__Task item__. From the entries below, copy every line that has the word "stamped".

__Material for the task__.
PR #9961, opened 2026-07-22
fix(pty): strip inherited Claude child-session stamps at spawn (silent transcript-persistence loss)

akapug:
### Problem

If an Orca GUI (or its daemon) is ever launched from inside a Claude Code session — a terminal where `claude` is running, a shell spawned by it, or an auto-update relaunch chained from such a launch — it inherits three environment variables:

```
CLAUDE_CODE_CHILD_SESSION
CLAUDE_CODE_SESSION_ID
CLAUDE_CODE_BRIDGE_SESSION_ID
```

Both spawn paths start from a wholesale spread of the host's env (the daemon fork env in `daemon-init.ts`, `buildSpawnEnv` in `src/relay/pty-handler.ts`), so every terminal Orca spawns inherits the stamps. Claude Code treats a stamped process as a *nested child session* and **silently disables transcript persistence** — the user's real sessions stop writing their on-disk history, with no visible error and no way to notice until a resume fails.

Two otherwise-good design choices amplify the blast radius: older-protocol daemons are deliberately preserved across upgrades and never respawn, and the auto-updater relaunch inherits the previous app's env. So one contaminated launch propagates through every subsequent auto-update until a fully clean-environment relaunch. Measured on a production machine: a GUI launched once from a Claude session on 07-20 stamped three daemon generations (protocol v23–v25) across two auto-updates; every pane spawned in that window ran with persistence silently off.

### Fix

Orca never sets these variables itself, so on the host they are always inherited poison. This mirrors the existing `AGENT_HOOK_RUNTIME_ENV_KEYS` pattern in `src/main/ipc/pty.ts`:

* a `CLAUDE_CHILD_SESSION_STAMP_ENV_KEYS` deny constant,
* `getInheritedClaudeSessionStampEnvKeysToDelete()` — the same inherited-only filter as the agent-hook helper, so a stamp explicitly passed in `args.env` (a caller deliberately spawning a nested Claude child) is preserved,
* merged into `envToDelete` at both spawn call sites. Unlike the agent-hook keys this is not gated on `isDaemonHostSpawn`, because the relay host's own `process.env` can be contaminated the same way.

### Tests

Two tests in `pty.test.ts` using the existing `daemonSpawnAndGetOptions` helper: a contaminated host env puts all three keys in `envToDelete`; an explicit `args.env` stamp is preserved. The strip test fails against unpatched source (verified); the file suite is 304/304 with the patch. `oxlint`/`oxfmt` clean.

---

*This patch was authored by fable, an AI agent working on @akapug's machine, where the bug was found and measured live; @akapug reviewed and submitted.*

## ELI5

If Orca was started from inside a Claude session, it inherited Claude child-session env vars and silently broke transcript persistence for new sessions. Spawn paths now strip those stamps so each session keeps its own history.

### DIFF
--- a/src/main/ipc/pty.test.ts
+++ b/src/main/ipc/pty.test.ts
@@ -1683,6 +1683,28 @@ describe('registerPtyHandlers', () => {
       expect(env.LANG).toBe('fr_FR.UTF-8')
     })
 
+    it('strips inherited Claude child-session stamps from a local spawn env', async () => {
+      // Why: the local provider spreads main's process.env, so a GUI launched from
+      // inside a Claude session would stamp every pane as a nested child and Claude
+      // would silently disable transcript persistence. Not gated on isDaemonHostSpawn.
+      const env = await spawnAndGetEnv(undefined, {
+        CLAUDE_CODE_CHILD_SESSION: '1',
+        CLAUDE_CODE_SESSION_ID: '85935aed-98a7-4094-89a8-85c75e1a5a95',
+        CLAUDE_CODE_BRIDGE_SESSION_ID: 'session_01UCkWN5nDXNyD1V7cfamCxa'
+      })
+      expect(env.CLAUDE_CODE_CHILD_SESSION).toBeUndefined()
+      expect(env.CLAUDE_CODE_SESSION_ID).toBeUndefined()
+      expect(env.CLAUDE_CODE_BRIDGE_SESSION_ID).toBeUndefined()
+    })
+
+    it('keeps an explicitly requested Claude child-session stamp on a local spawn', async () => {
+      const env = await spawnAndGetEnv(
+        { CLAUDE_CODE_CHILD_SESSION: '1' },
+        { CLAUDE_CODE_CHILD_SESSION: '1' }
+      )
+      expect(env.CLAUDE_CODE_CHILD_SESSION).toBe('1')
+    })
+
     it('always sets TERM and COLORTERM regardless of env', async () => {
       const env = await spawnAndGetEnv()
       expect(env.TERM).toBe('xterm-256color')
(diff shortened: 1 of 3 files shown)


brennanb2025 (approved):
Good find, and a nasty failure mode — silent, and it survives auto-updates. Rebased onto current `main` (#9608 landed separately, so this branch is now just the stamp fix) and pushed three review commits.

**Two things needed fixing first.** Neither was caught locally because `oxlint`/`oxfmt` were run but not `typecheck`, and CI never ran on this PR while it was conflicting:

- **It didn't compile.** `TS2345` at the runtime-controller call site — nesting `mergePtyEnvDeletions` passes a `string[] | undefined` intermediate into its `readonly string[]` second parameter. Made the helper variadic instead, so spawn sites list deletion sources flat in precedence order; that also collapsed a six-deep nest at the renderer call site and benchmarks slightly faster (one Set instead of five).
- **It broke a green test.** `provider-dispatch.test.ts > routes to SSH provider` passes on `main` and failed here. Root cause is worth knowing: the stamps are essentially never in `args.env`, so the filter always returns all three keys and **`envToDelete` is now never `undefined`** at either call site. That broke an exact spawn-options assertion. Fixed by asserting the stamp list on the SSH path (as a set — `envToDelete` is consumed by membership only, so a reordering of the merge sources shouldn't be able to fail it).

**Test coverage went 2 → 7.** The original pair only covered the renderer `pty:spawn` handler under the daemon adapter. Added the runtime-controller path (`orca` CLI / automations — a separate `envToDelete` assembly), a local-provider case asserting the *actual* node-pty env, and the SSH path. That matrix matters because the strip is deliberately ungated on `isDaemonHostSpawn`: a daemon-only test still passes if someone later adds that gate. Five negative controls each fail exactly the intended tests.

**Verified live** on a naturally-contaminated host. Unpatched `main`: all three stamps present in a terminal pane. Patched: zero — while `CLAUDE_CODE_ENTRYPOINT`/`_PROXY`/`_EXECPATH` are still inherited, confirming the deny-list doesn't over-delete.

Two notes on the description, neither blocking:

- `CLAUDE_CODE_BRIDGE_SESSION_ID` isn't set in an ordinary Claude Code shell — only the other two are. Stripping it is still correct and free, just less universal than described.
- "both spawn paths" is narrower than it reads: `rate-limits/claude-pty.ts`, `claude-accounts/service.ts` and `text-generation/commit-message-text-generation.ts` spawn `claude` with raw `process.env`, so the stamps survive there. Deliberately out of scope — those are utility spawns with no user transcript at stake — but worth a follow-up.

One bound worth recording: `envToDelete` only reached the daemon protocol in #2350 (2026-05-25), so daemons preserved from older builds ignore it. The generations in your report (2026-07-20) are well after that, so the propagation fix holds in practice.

__Output for this exercise__.
Both spawn paths start from a wholesale spread of the host's env (the daemon fork env in `daemon-init.ts`, `buildSpawnEnv` in `src/relay/pty-handler.ts`), so every terminal Orca spawns inherits the stamps. Claude Code treats a stamped process as a *nested child session* and **silently disables transcript persistence** — the user's real sessions stop writing their on-disk history, with no visible error and no way to notice until a resume fails.
Two otherwise-good design choices amplify the blast radius: older-protocol daemons are deliberately preserved across upgrades and never respawn, and the auto-updater relaunch inherits the previous app's env. So one contaminated launch propagates through every subsequent auto-update until a fully clean-environment relaunch. Measured on a production machine: a GUI launched once from a Claude session on 07-20 stamped three daemon generations (protocol v23–v25) across two auto-updates; every pane spawned in that window ran with persistence silently off.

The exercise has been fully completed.